Straubing liegt nicht nur im Zentrum des fruchtbaren Gäubodens, sondern auch direkt an der Donau. So ist es nicht verwunderlich, dass hier auch einer der größten zusammenhängenden Industrieparks im süddeutschen Raum, das Industrie- und Hafengebiet Straubing-Sand, entstand. Das Hafengebiet Straubing-Sand hat sich durch seine geographische Lage und thematische Ausrichtung bestens im wachsenden Osteuropageschäft profiliert.

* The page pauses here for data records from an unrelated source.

Issue #7474, opened 2024-12-10
Update TypeScript config to enable `useDefineForClassFields`


GytisCepk:
`useDefineForClassFields` changes behavior of how class properties are initialized ([TypeScript documentation](https://www.typescriptlang.org/docs/handbook/release-notes/typescript-3-7.html#the-usedefineforclassfields-flag-and-the-declare-property-modifier)). TypeScript recommends enabling it as it makes TypeScript code closer to ECMA runtime behavior

This breaks following:
- All classes derived from `Entity`:
[...]

PR #3017, opened 2022-01-11
Samw/element geometry builder params

swwilson-bsi:
Allow an app (including a two-process app) to specify an element's geometry in terms of an ElementGeometryDataEntry array, rather than a JSON geometry stream (or a fully cooked geomBinary). This allows the app to define the geometry that goes into the array using ElementGeometry.Builder (rather than GeometryStreamBuilder).

This PR should not be completed until the [PR of the same name](https://bentleycs.visualstudio.com/iModelTechnologies/_git/imodel02/pullrequest/218619) in ADO imodel02 is completed.

PR #7563, opened 2025-01-16
Enable `useDefineForClassFields` TS flag

GytisCepk:
TypeScript recommends setting `useDefineForClassFields` to `true` (default value starting ES2022). However, enabling this flag caused several issues. More info: https://github.com/iTwin/itwinjs-core/issues/7474

Additionally, noticed that some TypeScript types are incorrectly defined (e.g. `AuxCoordSystem2d.angle` is defined as `number`, but in reality it can be a `number`, `object` or `undefined`). This PR fixes some of these.

### DIFF
--- a/core/backend/src/Element.ts
+++ b/core/backend/src/Element.ts
@@ -477,6 +477,7 @@ export abstract class GeometricElement extends Element {
     super(props, iModel);
     this.category = Id64.fromJSON(props.category);
     this.geom = props.geom;
+    this.elementGeometryBuilderParams = props.elementGeometryBuilderParams;
   }
 
   /** Type guard for instanceof [[GeometricElement3d]] */
@@ -707,7 +708,10 @@ export abstract class InformationReferenceElement extends InformationContentElem
 export class Subject extends InformationReferenceElement {
   public static override get className(): string { return "Subject"; }
   public description?: string;
-  protected constructor(props: SubjectProps, iModel: IModelDb) { super(props, iModel); }
+  protected constructor(props: SubjectProps, iModel: IModelDb) {
+    super(props, iModel);
+    this.description = props.description;
+  }
 
   public override toJSON(): SubjectProps { // This override only specializes the return type
     return super.toJSON() as SubjectProps; // Entity.toJSON takes care of auto-handled properties
@@ -880,7 +884,11 @@ export class SheetBorderTemplate extends Document {
   public static override get className(): string { return "SheetBorderTemplate"; }
   public height?: number;
   public width?: number;
-  protected constructor(props: SheetBorderTemplateProps, iModel: IModelDb) { super(props, iModel); }
+  protected constructor(props: SheetBorderTemplateProps, iModel: IModelDb) {
+    super(props, iModel);
+    this.height = props.height;
+    this.width = props.width;
+  }
 }
 
 /** The template for a [[Sheet]]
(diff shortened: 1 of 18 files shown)


core/backend/src/ViewDefinition.ts
```diff
@@ -614,9 +614,13 @@ export class TemplateViewDefinition3d extends ViewDefinition3d {
...
 export abstract class AuxCoordSystem extends DefinitionElement {
   public static override get className(): string { return "AuxCoordSystem"; }
-  public type!: number;
+  public type?: number;
   public description?: string;
-  public constructor(props: AuxCoordSystemProps, iModel: IModelDb) { super(props, iModel); }
+  public constructor(props: AuxCoordSystemProps, iModel: IModelDb) {
+    super(props, iModel);
+    this.type = props.type;
+    this.description = props.description;
```
wgoehrig, line 622: For fields like these (where the type annotation already matches what the `Entity` constructor was setting), why not just use the `declare` keyword instead?

core/backend/src/Element.ts
```diff
@@ -477,6 +477,7 @@ export abstract class GeometricElement extends Element {
     super(props, iModel);
     this.category = Id64.fromJSON(props.category);
     this.geom = props.geom;
+    this.elementGeometryBuilderParams = props.elementGeometryBuilderParams;
```
wgoehrig, line 480: This class field is interesting... @GytisCepk were there any test or build failures that prompted you to add this?

I did some debugging and `elementGeometryBuilderParams` definitely is **not** set by the `Entity` constructor, and it also doesn't get serialized in [`GeometricElement.toJSON()`](https://github.com/iTwin/itwinjs-core/blob/f0164a3a92d23d77112a8213617804f28dfe67b6/core/backend/src/Element.ts#L490).  However, the corresponding [`GeometricElementProps.elementGeometryBuilderParams`](https://github.com/iTwin/itwinjs-core/blob/f0164a3a92d23d77112a8213617804f28dfe67b6/core/common/src/ElementProps.ts#L113) member is used in a [bunch of places](https://github.com/search?q=repo%3AiTwin%2Fitwinjs-core+elementGeometryBuilderParams+language%3ATypeScript&type=code&l=TypeScript)...

@pmconne @bbastings is it possible this class field is just broken and has never been used?  Should we remove it entirely?  If we want to fix it instead, we should probably also make sure it gets included in `toJSON()`...

core/backend/src/ViewDefinition.ts
GytisCepk: Two things:
- Code readability. In my opinion, this is much easier to understand
- `declare` just like `!` makes code more error prone

core/backend/src/Element.ts
pmconne: > is it possible this class field is just broken and has never been used? Should we remove it entirely? If we want to fix it instead, we should probably also make sure it gets included in toJSON()

The corresponding field in the interface was always a bit of a hack. My guess is nobody has ever tried to set the field on an instance of the class. Sam initially added it in #3017 for usage by local sync connectors. @bbastings uses it for some tools.

bbastings: elementGeometryBuilderParams is used and does work...

It is intended to be used by insert/update to provide the geometry stream in flatbuffer format to the backend as a napi object. It's supposed to be undefined when reading an element.

You can look at GeometricElement::_FromJson(BeJsConst props) in imodel-native to see how it's used.

pmconne: @bbastings the question is specifically about `GeometricElement.elementGeometryBuilderParams` (the class), not `GeometricElementProps.elementGeometryBuilderParams` (the JSON interface).

bbastings: @pmconne Ah, I don't see a need to set this on the class then.

GeometryPart/GeometryPartProps is similar...

pmconne: Thanks. It's `@beta` and never worked, so let's remove it.

GytisCepk: Removed `GeometricElement.elementGeometryBuilderParams` and `GeometryPart.elementGeometryBuilderParams` (identical situation to `GeometricElement`)

wgoehrig (approved):

aruniverse (approved):

christophermlawson (approved):

PR #7566, opened 2025-01-16
Add link to editing API after it is mentioned.

tcobbs-bentley:
The original documentation stated that ECSQL could only use SELECT, and that modification must be done through the API. This provides an example of one API that allows for data modification.


docs/learning/backend/ExecutingECSQL.md
```diff
@@ -10,6 +10,7 @@ Executing an ECSQL statement typically consists of these steps:
 1. Reset the statement and clear its parameter bindings, if the statement should be executed again.
 
 > For iModels only ECSQL SELECT statements can be executed. Data modification must be done through the API.
+> For example, see [Elements.updateElement]($backend).
```
ben-polinsky, line 13:
```suggestion
> For example, see `[IModelDb.Elements.updateElement]($backend)`.
```

aruniverse (approved):

PR #7570, opened 2025-01-16
Fix GraphicRepresentation types according to latest Mesh Export API docs

eringram:
Update `GraphicRepresentationFormat` type and `GraphicRepresentationStatus` enum to reflect the latest [Mesh Export Service docs](https://developer.bentley.com/apis/mesh-export/operations/get-export/#definitions-ref). These are breaking changes to beta APIs intended to go into iTwin.js 5.0.


common/api/frontend-tiles.api.md
```diff
@@ -88,18 +88,18 @@ export type GraphicRepresentation = {
 });
 
 // @beta
-export type GraphicRepresentationFormat = "IMDL" | "3DTILES" | string;
+export type GraphicRepresentationFormat = "IMODEL" | "3DTiles" | "CESIUM";
```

Mit den Geschäftsfeldern Industriepark, Donauhafen, Gründerzentrum und BioCampus setzt Straubing auf ein breites Angebot für Kunden aus der Industrie, dem Logistikgewerbe und dem Großhandel. Bedingt durch das hiesige Wissenschafts¬zentrum wurde Straubing am 11. August 2007 der Titel „Wissenschaftsstadt“ verliehen. Seit 2009 gibt es hier auch einen Masterstudiengang „Nachwachsende Rohstoffe“. Große Firmen im Bereich der nachwachsenden Rohstoffe siedeln sich daher mittlerweile lieber in Straubing an als in Regensburg. In wenigen Jahren wird auch ein eigenes Fraunhofer-Institut mit bis zu hundert Mitarbeitern entstehen.
Straubing punktet mit einer hohen Wirtschaftsleistung, welche die Stadt auch für den filialisierten Einzelhandel zu einem besonders interessanten Standort macht. Das Bruttoinlandsprodukt je Einwohner erreicht aktuell einen Wert von 46.029,- Euro. Im Bundesschnitt sind es nur 28.534,- Euro.
„Gemessen an den Umsätzen pro Einwohner sind die kleineren bayerischen Städte ohnehin am attraktivsten für den Handel“, stellt Manfred Schalk, Geschäftsführer der COMFORT München GmbH in seinem aktuellen Städtereport fest. Diese erfüllen vor allem im ländlichen Raum Zentrumsfunktionen und ziehen Einkäufer aus entfernteren Regionen an. Deshalb ist es nicht verwunderlich, dass Straubing in Bezug auf die Zentralität mit einer Kennziffer von 240,3 (BBE, Köln) als Nummer 1 unter den 170 Städten abschneidet, die COMFORT jährlich in seine Untersuchung für den bundesdeutschen Marktbericht mit einbezieht.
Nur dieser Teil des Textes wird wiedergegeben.